Lilly’s SURPASS-2 results published in The New England Journal of Medicine show tirzepatide achieved superior A1C and body weight reductions compared to injectable semaglutide in adults with type 2 diabetes.
A JAMA opinion article recently posited that semaglutide could lead to a ‘new dawn’ for obesity treatment.
The Lilly trial randomly assigned patients to receive tirzepatide at doses of 5 mg, 10 mg, or 15 mg or a 1-mg dose of semaglutide.
Semaglutide is a glucagon-like peptide 1 receptor agonist. Conversely, tirzepatide is a dual glucose-dependent insulinotropic polypeptide and glucagon-like peptide-1 receptor agonist.

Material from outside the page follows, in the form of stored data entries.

PR #5600, opened 2024-01-12
Three tier router redirect

rBangay:
The href links to the checkout/landing pages of the checkout from banners and epics are going to `/contribute` ... for users (coming from banners of epics) that find themselves in the three tier ab test variant and are making a one off contribution we want to redirect them to the `/contribute/checkout` route so that they go straight to the 2nd page of the checkout. This should only apply to users that include the `selected-contribution-type=ONE_OFF` url param/value and for all other users the default choice in the clientside router for the checkout ([supporterPlusRouter.tsx](https://github.com/guardian/support-frontend/compare/main...three-tier-router-redirect#diff-fd63b7bdddd1f8c8a686a6ba94bee4323ebd6d88ea919d35cdcf7dbecd9a6db5)) should take precedence.

## Example
`https://support.theguardian.com/uk/contribute?selected-contribution-type=ONE_OFF&selected-amount=4#ab-threeTierCheckout=variant`

This url should redirect (on the client) to the /contribute/checkout route (keeping all the url params and hash)


paul-daniel-dempsey (approved):
Looks great, tested the url route taken from banner choicecards for one off (in three tier abest) and lands on 2nd page of checkout with params and hash details intact.

support-frontend/assets/pages/supporter-plus-landing/supporterPlusRouter.tsx
```diff
@@ -59,6 +65,22 @@ const router = () => {
 		<SupporterPlusInitialLandingPage thankYouRoute={thankYouRoute} />
 	);
 
+	const isThreeTierAndOneOffUrlParam = () => {
```
jamesgorrie, line 68: Could this just be a value rather than method?

support-frontend/assets/pages/supporter-plus-landing/supporterPlusRouter.tsx
```diff
@@ -67,12 +89,17 @@ const router = () => {
...
 							<Route
-								path={`/${countryId}/contribute/`}
-								element={firstStepLandingPage}
-							/>
-							<Route
-								path={`/${countryId}/contribute/:campaignCode`}
-								element={firstStepLandingPage}
+								path={`/${countryId}/contribute/:campaignCode?`}
+								element={
+									isThreeTierAndOneOffUrlParam() ? (
```
jamesgorrie, line 94: I know this is all part of the test, but a comment with the context the PR gives that we're doing this to avoid changing the `www` banners and go straight to checkout might help later.

jamesgorrie (approved):

support-frontend/assets/pages/supporter-plus-landing/supporterPlusRouter.tsx
rBangay: yep 👍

In the 40-week SURPASS-2 trial, investigators tested three doses of tirzepatide (5, 10 and 15 mg) and compared the findings to semaglutide data. All three were superior for tirzepatide.
The hemoglobin A1C reductions were as follows:
- A 5 mg dose led to a 2.09% reduction.
- A 10 mg dose led to a 2.37% reduction.
- A 15 mg dose led to a 2.46% reduction.
- A 1 mg dose of semaglutide led to a 1.86% reduction.
Weight reductions were as follows:
- A 5 mg led to a reduction of 7.8 kg (17.2 lbs.) or –8.5% of total body weight.
- A 10 mg led to a reduction of 10.3 kg (22.7 lbs.) or –11.0% of total body weight.
- A 15 mg led to a reduction of 12.4 kg (27.3 lbs.) or –13.1% of total body weight.
- Semaglutide led to a 6.2 kg (13.7 lbs.) weight reduction or –6.7% of total body weight.
The safety profile for tirzepatide was similar to that of semaglutide in the trial. The most frequent adverse events in the trial were gastrointestinal and were generally mild to moderate.
Assuming tirzepatide wins approval, it could offer significant potential to people with type 2 diabetes.